The new trail winds through dense stands of skinny spruce over a footbed of broken granite and soft duff. Much easier walking than the loose rock of the slide.
Above the slide, the new trail rejoins the old trail. The boulder field is the steepest section. Two tenths of a mile that climbs six hundred feet. I did the math: that's nearly a 45 degree grade. As I climbed, fingers of clouds swirled around above, reaching down to tickle me.
Visibility on the Table Land was about twenty feet.
Just before I reached Baxter Peak, a hole opened in the cloud and the summit appeared. That window closed again before I reached the top. I took a few pictures of the cairn, the sign marking the northern end of the AT.

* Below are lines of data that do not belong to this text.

PR #2018, opened 2025-08-01
[PyTorch] Fix cudagraph static_input and static_grad_input reuse

buptzyb:
# Description

- For `static_input`

The `static_input` (sample_args and sample_kwargs) is reused between microbatches that don't overlap their forward and backward scopes. This is based on the assumption that all the callables have the same input tensor signatures (the number of inputs, and their size, shape, etc.), e.g., `hidden_states` tensors with the same shape for all callables as sample_args, and `attention_mask` tensors with the same shape for all callables as sample_kwargs. However, for some models, different layers have different input signatures. One example is the mamba model, where the mamba layer only has one `hidden_states` input, while the attention layer has both `hidden_states` and `attention_mask` inputs. Therefore, this PR makes the reuse only happen between static inputs of the same signature.

- For `static_grad_input`

The `static_grad_input` of the last backward chunk will be sent to another PP rank no later than the finish of this backward chunk, so we can weak ref its buffer at the end of this backward chunk for future reuse. However, the current implementation ignores the case that there can be multiple layers per chunk, for example, two layers per chunk:

`[b1, b2, f1, f2, b3, b4, f3, f4, b5, b6, ...]`

In the current implementation, we weak ref b2 `static_grad_input` after b3 finishes. This is unsafe. It should be after b4 finishes.

This PR makes a new rule for the `static_grad_input` reuse:

1. the `static_grad_input` of the last layer of a backward chunk can be deallocated after its next backward chunk finishes.
2. the `static_grad_input` of other layers of a backward chunk can be deallocated after its next layer in the same chunk finishes.

## Type of change

- [ ] Infra/Build change
- [ ] Code refactoring

## Changes

- Allow different input tensor signatures for static input reuse.
- Fix static grad input reuse logic.

# Checklist:


buptzyb:
Hi @timmoon10 , this is a small fix to the cudagraph static memory reuse. Could you help review and make it to r2.6? Thanks!

transformer_engine/pytorch/graph.py
```diff
@@ -513,13 +514,19 @@ def hook_fn(module, inputs, outputs):  # pylint: disable=unused-argument
                         # grad input to another pipeline parallel rank and that the
                         # communication is finished before the end of the next backward
                         # pass.
```
timmoon10: This comment is no longer in the right place and is now misleading. For code this convoluted, we need clear documentation to understand what is going on.

With https://github.com/NVIDIA/TransformerEngine/pull/2018#discussion_r2248634803, we can remove this entire comment.

transformer_engine/pytorch/graph.py
```diff
@@ -513,13 +514,19 @@ def hook_fn(module, inputs, outputs):  # pylint: disable=unused-argument
...
+                            to_deallocate_idx = previous_chunk_last_callable_bwd_idx
+                            previous_chunk_last_callable_bwd_idx = per_callable_bwd_idx
+                        else:
+                            # Weak ref last layer's buffer inside the same chunk.
+                            to_deallocate_idx = previous_per_callable_bwd_idx
+                            previous_per_callable_bwd_idx = per_callable_bwd_idx
+                        if to_deallocate_idx is not None:
+                            per_callable_static_grad_inputs[to_deallocate_idx] = make_weak_ref(
+                                per_callable_static_grad_inputs[to_deallocate_idx]
                             )
```
timmoon10: Won't this miss the weak ref for `l_no == 1`? How about:
```suggestion
                        
                        # Weak ref the static grad inputs of the previous backward pass within the chunk.
                        if previous_per_callable_bwd_idx is not None:
                            idx = previous_per_callable_bwd_idx 
                            per_callable_static_grad_inputs[idx] = make_weak_ref(
                                per_callable_static_grad_inputs[idx]
                            )
                        previous_per_callable_bwd_idx = per_callable_bwd_idx
                        
                        # Weak ref the static grad inputs of the previous chunk's backward pass
                        # Note: After a chunk's backward pass, we assume Mcore will send the
                        # grad input to another pipeline parallel rank and that the
                        # communication is finished before the end of the next chunk's backward
                        # pass.
                        if l_no == 0:
                            if previous_chunk_last_callable_bwd_idx is not None:
                                idx = previous_chunk_last_callable_bwd_idx
                                per_callable_static_grad_inputs[idx] = make_weak_ref(
                                    per_callable_static_grad_inputs[idx]
                                )
                            previous_chunk_last_callable_bwd_idx = per_callable_bwd_idx
```

buptzyb: oh! yes, l1 would never be deallocated in my way. Fixed, thanks!

transformer_engine/pytorch/graph.py

buptzyb:
Hi @timmoon10 , added a new fix to the static_input reuse part. Please see the PR description. Thanks!

timmoon10 (approved):
LGTM, pending CI

PR #2016, opened 2025-07-31
[JAX] Fix for contracting dim specs in GEMM custom calls

phu0ngng:
# Description
In Data Parallism, we have 
```
Wgrad =  input[B{X}, S, D]^T * dY [B{X}, S, H]
``` 
, both the lhs and rhs are sharded in the X mesh axis. 

The [current `_decompose_operand_specs`](https://github.com/phu0ngng/TransformerEngine/blob/main/transformer_engine/jax/cpp_extensions/gemm.py#L525-L526) does not infer the contracting spec correctly when the contracting specs are the batch dimension as it excludes the contracting dimension if the dimension is already in `bdims`. 

This results `None` for both `lhs_cspec` and `rhs_cspec`, leading to `reduce_output=False`, followed by overwriting `lhs_spec` and `rhs_specs`. This removes the `data` axis in the batch dimension for both lhs and rhs. As a result, `AllGather`-s are triggers to gather both the lhs and rhs before the GEMM.

This PR fixes the `_decompose_operand_specs`. The fix was verified in MaxText E2E runs with `tensor_parallelsim`, `tensor_sequence_parallelism`, and `data_parallelism`.

## Type of change

- [ ] Documentation change (change only to the documentation, either a fix or a new content)
- [x] Bug fix (non-breaking change which fixes an issue)
- [ ] New feature (non-breaking change which adds functionality)
- [ ] Breaking change (fix or feature that would cause existing functionality to not work as expected)
- [ ] Infra/Build change
- [ ] Code refactoring

# Checklist:

- [x] I have read and followed the [contributing guidelines](https://github.com/NVIDIA/TransformerEngine/blob/main/CONTRIBUTING.rst)
- [x] The functionality is complete
- [x] I have commented my code, particularly in hard-to-understand areas
- [ ] I have made corresponding changes to the documentation
- [x] My changes generate no new warnings
- [ ] I have added tests that prove my fix is effective or that my feature works
- [x] New and existing unit tests pass locally with my changes

PR #2023, opened 2025-08-01
[JAX] Sharding specs for TE GEMM custom call operands

phu0ngng:
# Description

This PR addresses incorrect sharding specifications in the current TE GEMM custom call implementation, which have previously led to unexpected collective operations—particularly under Data Parallelism (as noted in GH-2016)—and other related issues.

The PR introduces a revised approach for determining sharding specifications, ensuring proper sharding propagation and the correct triggering of collective operations. The updated logic proceeds as follows (note: `AllGather` operations are initiated when a non-None sharding axis becomes None):

1. AllReduce Triggering: An AllReduce is initiated when there is a shared non-None mesh axis within the contracting dimension of both the RHS and LHS.

Upon triggering an AllReduce:

- Sharding specifications for the remaining non-reducing contracting dimensions are set to None.

- Sharding specs for the RHS's non-batch, non-contracting dimension are also reset to None. This prevents the scenario in which the `dgrad` sharding under `FSDP` would have the `'fsdp'` mesh on two axes, which is not allowed in JAX.

2. No AllReduce Case: If no AllReduce is required, the sharding specs of the contracting dimensions for both LHS and RHS are set to None.

3. Sequence Axis Gathering: The sequence axis is always gathered when entering a GEMM, achieved by setting the non-batch, non-contracting dimension of the LHS to None.

Additionally, if the GEMM output should be sharded using a `sharding_constraint` following an AllReduce, XLA is able to substitute this pattern with a `ReduceScatter`. As a result, all previous ReduceScatter-related logic within GEMM has been removed, as it is now unnecessary.

Work on cleaning up `sequence_parallel_output` and `batch_dims` is planned for subsequent PRs.

With this PR, we achieved substantial performance improvements for `MXFP8BlockScaling` with different parallelism schemes, as follows:
image

Note: `DP` = Data Parallelism, `TP` = MaxText Tensor Parallelism = Megatron Tensor Parallelism + Sharding in the Hidden dimension for remaining unsharded activations. `TP-SP` = Megatron Tensor Parallelism + Sequence Parallelism.

## Type of change

- [ ] Infra/Build change
- [ ] Code refactoring

# Checklist:


transformer_engine/jax/cpp_extensions/gemm.py
```diff
@@ -536,111 +520,70 @@ def _parse_operand_output_specs(
...
-        assert len(lhs_lspec_not_none) <= 1 and len(rhs_lspec_not_none) <= 1, (
-            "cuBLAS GEMM operands can have only one sharded non-batched leading dimension: "
-            f"{lhs_specs} @ idx {lhs_ldims} x {rhs_specs} @ idx {rhs_ldims}."
+            (lhs_cdims, rhs_cdims),
         )
-        assert len(lhs_cspec_not_none) <= 1 and len(rhs_cspec_not_none) <= 1, (
-            "cuBLAS GEMM operands can have only one sharded non-batched contracting dimension: "
-            f"{lhs_specs} @ idx {lhs_cdims} x {rhs_specs} @ idx {rhs_cdims}."
+        lhs_non_cspecs, lhs_cspecs, rhs_non_cspecs, rhs_cspecs = map(
+            lambda specs, cdims: tuple(specs[i] for i in cdims),
```
jberchtold-nvidia: nit self-resolve: should `cdims` in `lamda specs, cdims:` be renamed to just `dims` since it covers both contracting and non-contracting dims depending on input

transformer_engine/jax/cpp_extensions/gemm.py
```diff
@@ -536,111 +520,70 @@ def _parse_operand_output_specs(
...
+            for r in rhs_cspecs:
+                if l != None and l == r:
+                    # This if condition is here only to suppress warning, no functional effects
+                    if len(lhs_cspecs) >= 1:
+                        assert (reduce_spec is None, "Multiple reduce dimension is detected!")
+                    reduce_spec = l
+
+        if reduce_spec is not None:
+            # Other non-reduce cdims (if exists) need to be unsharded
+            lhs_cspecs = tuple(s if s == reduce_spec else None for s in lhs_cspecs)
```
jberchtold-nvidia, line 547: It's valid to compare `s == reduce_spec` by spec/axis name instead of dim index because all axes in a spec are guaranteed to be unique (except `None`). In other words, this will never return more than one non-None value in the spec, right?

transformer_engine/jax/cpp_extensions/gemm.py
```diff
@@ -536,111 +520,70 @@ def _parse_operand_output_specs(
...
+            rhs_cspecs = tuple(s if s == reduce_spec else None for s in rhs_cspecs)
+            # Non-batched non-contracting dims of RHS needs to be unsharded (i.e. FSDP)
+            rhs_non_cspecs = tuple(
+                None if i not in rhs_bdims else rhs_non_cspecs[i] for i in rhs_non_cdims
```
jberchtold-nvidia: Is this indexing correct?
- `i` is an index into the original rhs tensor dims `[0, ndim)`, not an index into the `rhs_non_cdims` list
- `rhs_bdims` contains indices w.r.t the original tensor, so `[0, ndim)`, which is correct
- `rhs_non_cspecs` contains specs for each dim in `rhs_non_cdims`. If we are indexing by `i`, this could not match up correctly, right?

For example:
- `ndim = 4`
- `rhs_bdims = (1,)`
- `rhs_non_cdims = (1, 2)`
- `rhs_non_cspecs = ('a', 'b')`

```
None if i not in rhs_bdims else rhs_non_cspecs[i] for i in rhs_non_cdims
``` 
For the first iteration of the loop `i = 1`, then `i` is in `rhs_bdims` so we will use `rhs_non_cspecs[i]` which will be `rhs_non_cspecs[1]` which will grab axis `b`, but we really should be using `a` here, right?

Should it be the following? Let me know if I missed something or if this case won't occur in practice
```
None if i not in rhs_bdims else spec for i, spec in zip(rhs_non_cdims, rhs_non_cspecs)
```

transformer_engine/jax/cpp_extensions/gemm.py
```diff
@@ -536,111 +520,70 @@ def _parse_operand_output_specs(
...
             # Otherwise, require contracting dims of both operands to be unsharded
-            lhs_specs = tuple(None if i in lhs_cdims else lhs_specs[i] for i in range(lhs_ndim))
-            rhs_specs = tuple(None if i in rhs_cdims else rhs_specs[i] for i in range(rhs_ndim))
+            lhs_cspecs = (None,) * len(lhs_cspecs)
+            rhs_cspecs = (None,) * len(rhs_cspecs)
+
+        # Non-batched non-contracting dims of LHS to be unsharded, i.e gather SP dim
+        # (This cause MaxText TP (= Megatron TP + activation_hidden sharding) gathering Y1 for dW2 = Y1^T * dY2 which is unexpected)
+        lhs_non_cspecs = tuple(
+            None if i not in lhs_bdims else lhs_non_cspecs[i] for i in lhs_non_cdims
```
jberchtold-nvidia: Same indexing question as above

transformer_engine/jax/cpp_extensions/gemm.py
phu0ngng: Yes, this works only because we know all non-None axes should be unique.

transformer_engine/jax/cpp_extensions/gemm.py
phu0ngng: Thanks for catching this issue. 
Agree that accessing `rhs_non_cspecs[i]` with `i in rhs_non_cdims` could be out of range when rhs contracting dimensions are for the hidden dimension. 
Your suggestion works.

transformer_engine/jax/cpp_extensions/gemm.py
```diff
@@ -536,111 +520,70 @@ def _parse_operand_output_specs(
...
-        # Set output scatter dim to the tensor-parallel spec
-        if sequence_parallel_output:
-            out_specs[scatter_dim] = reduce_spec
-
         return (
             (lhs_specs, rhs_specs, bias_specs, gelu_specs),
             (out_specs, bias_specs, gelu_specs),
             reduce_spec,
-            scatter_dim,
+            0,
```
denera, line 589: Since all the scatter logic in the op is being replaced with a sharding constraint outside the op, I think we should return `None` instead of an integer `0` here. This will help expose anything that might still be left behind by intentionally failing any integer-dependent scatter dim logic.

transformer_engine/jax/cpp_extensions/gemm.py
denera: I would argue that we should completely remove all the batched dim logic from the custom op in this PR. 

I originally added this to the primitive under the assumption that we need to *avoid* reducing in the data-parallel axis, and therefore needed a way to distinguish batched contracting dimensions from non-batched ones. That was a false assumption though, and we can treat the batched dims like any other contracting dim under the following two "rules":
- There can only be one contracting dimension with matching not-None sharding between LHS and RHS operands.
- Any other contracting dimension sharded differently between LHS and RHS operands should be all-gathered.

This approach is already implemented anyway in the nested `reduce_spec` double-loop, so I would recommend that we just strip out batched dim stuff everywhere else to match.

Tangentially related to this, I also think we should explicitly disallow RHS operands with more than one sharded non-contracting dimension. This would require BatchedGEMM to handle correctly, which we do not do here. We never attempt this particular GEMM case in any TE/JAX module, but we cannot necessarily guarantee that a user will not try to invoke it, so we should catch that unsupported use case and raise an error.

transformer_engine/jax/cpp_extensions/gemm.py
phu0ngng: Hi, we don't use `scatter_dim` anywhere in the code, so I think it should be fine for now. 

I'm working on a follow-up PR that cleans all the `sequence_parallel_output` and `sequence_dim` logics, so `scatter_dim` will be removed very soon.

jberchtold-nvidia (approved):
LGTM!

transformer_engine/jax/cpp_extensions/gemm.py
phu0ngng: Thanks for the suggestions. Hopefully, we could address them in the follow-up PR. 
This PR will only address urgent functionality and performance issues so that it gets merged asap.
Let me know if there are any cases this fix does not function nor perform as expected.

denera (approved):
LGTM!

Rather than head straight down, I hiked north on the Saddle Trail, dropping elevation quickly. All around me spectacular scenery hid behind clotted cloud. I turned left onto the Baxter Peak Cut-off Trail. Alone, I walked across the Table Land. Had it been clear, I would have had great views of the Northwest Plateau, The Owl, the whole of Katahdin. Instead, my eyes were drawn down to the carpet of green and the lounging boulders. Small flowers nodded as I passed. Pipits trilled. Here and there, stands of stunted spruce and birch grew in twisted knots. The trail passed the head of Witherle Ravine, even through the fog I could feel its yawning drop.
And then I was back at Thoreau Spring—just a muddy hole this year. An hour later, I was well down the mountain. Back out of the cloud. Under humid, blue sky. All the day hikes for Best Hikes in Baxter State Park are done.